Gemini API Tooling Updates

As agentic workflows, AI systems that can plan and execute tasks, become the new standard, the technical orchestration behind them can often be a bottleneck. Google DeepMind announced a series of major updates to the Gemini API designed to simplify how developers build complex, multi-step AI applications.

From combining built-in Google tools with custom functions to introducing context circulation, these updates make Gemini more capable of reasoning across different data sources in a single breath.

1. Tool Combos: Search, Maps, and Custom Functions Together

Previously, developers had to choose between using a built-in Google tool (like Search) or a custom function they wrote. Now, you can combine them in a single request.

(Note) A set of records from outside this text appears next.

PR #696, opened 2022-06-15
go: Update to version 1.18

alban:
# go: Update to version 1.18

Go 1.18 is useful because:
- it introduces generics (see #695)
- we depends on cilium/ebpf which requires Go 1.18

This PR updates to Go 1.18, update the GitHub Action with the cache feature from `setup-go` and add fixes required by Go 1.18.

## How to use

No changes.

## Testing done

None

### DIFF
--- a/go.mod
+++ b/go.mod
@@ -1,23 +1,21 @@
 module github.com/kinvolk/inspektor-gadget
 
+go 1.18
+
 require (
 	github.com/chzyer/readline v0.0.0-20180603132655-2972be24d48e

  • Seamless Pivoting: Gemini can now use Google Search to find trending products and then immediately call your internal inventory API to check stock, all without the developer having to manually pass data between the two steps.
  • Reduced Latency: By handling this orchestration on the server side, apps become faster and more responsive.

2. Context Circulation: AI Memory Across Tools

One of the most powerful additions is Context Circulation. This allows the output of one tool to become the immediate context for the next.

  • Example: Gemini can use a built-in tool to fetch real-time weather data and then circulate that information to a custom tool that suggests and books an outdoor venue based on that specific forecast.
  • Cohesive Reasoning: The model preserves the history of tool calls and responses, allowing it to perform complex, multi-turn reasoning that feels human-like.

3. Grounding with Google Maps for Gemini 3

Location-aware AI is a must for modern apps. Google has now expanded Grounding with Google Maps to the entire Gemini 3 model family.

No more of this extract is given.